Obviously, you cannot do this.

You can only add `fold` methods to types you know; I can only call `fold` in `expr2` by virtue of the fact that I know that the argument has type `Expr2[T]` for some `T`. If the argument was just `T`, I wouldn’t have enough static type information to call `fold`. So the use of `fold`s doesn’t break parametricity. Equivalently, a pattern match that could be implemented using a matchless fold also does not break parametricity.

As we have seen, it is unfortunately inconvenient to actually go through the bother of writing `fold` methods, when pattern matching is there. But it is enough to reason that we could write a matchless `fold` and replace the pattern matching with it, to prove that the pattern matching is safe, no matter how many underlying type tests scalac might use to implement it.

A simple test follows: if you could write a matchless fold, and use that instead, the pattern match is type-safe.

## A selector subtlety

Here’s a pattern match that violates parametricity.

``````selector match {
case MNothing() => "default case"
case Just(x) => justcase(x)
}
``````

Wait, but didn’t we rewrite that using a `fold` earlier? Not quite. Oh, I didn’t mention? The type of `selector` is `T`, because we’re in a function like this:

``````def notIdentity[T](selector: T) =
// match expression above goes here
``````

Scala will permit this pattern match to go forward. It doesn’t require us to prove that the selector is of the ADT root type we happened to define; that’s an arbitrary point as far as Scala’s subtyping system is concerned. All that is required is that the static type of `selector` be a supertype of each of `MNothing[_]` and `Just[_]`, which `T` is, not being known to be more refined than `Any`.
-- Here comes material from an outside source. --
PR #2743, opened 2025-02-10
Hint to Shards Iterator

apmoriarty:
Add support for transforming a day hint into a scanner stream of all shards for the day

### DIFF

The test works here, though! What is ambiguous to scalac is a bright line in our reasoning. We can’t define a matchless `fold` that can be invoked on this `selector`, so we reach the correct conclusion, that the match violates parametricity.

## The rule revisited

So we’ve carved out a clear “exception” to the “no type tests” Scalazzi rule, and seen that it isn’t an exception at all. There’s a straightforward test you can apply to your pattern matches,

If and only if I could, hypothetically, write a matchless fold, or use an existing one, and rewrite this in its terms, this pattern match is safe.

but beware the subtle case where the match’s selector has a wider type than you anticipated.

Finally, this is a rule specifically about expressions that don’t violate our ability to reason about code. This doesn’t hold for arbitrary type-unsafe rewrites: that you could write a program safely means you should write it safely. Unlike arbitrary rewrites into nonfunctional code, the pattern match uses no non-referentially-transparent and no genuinely non-parametric expressions.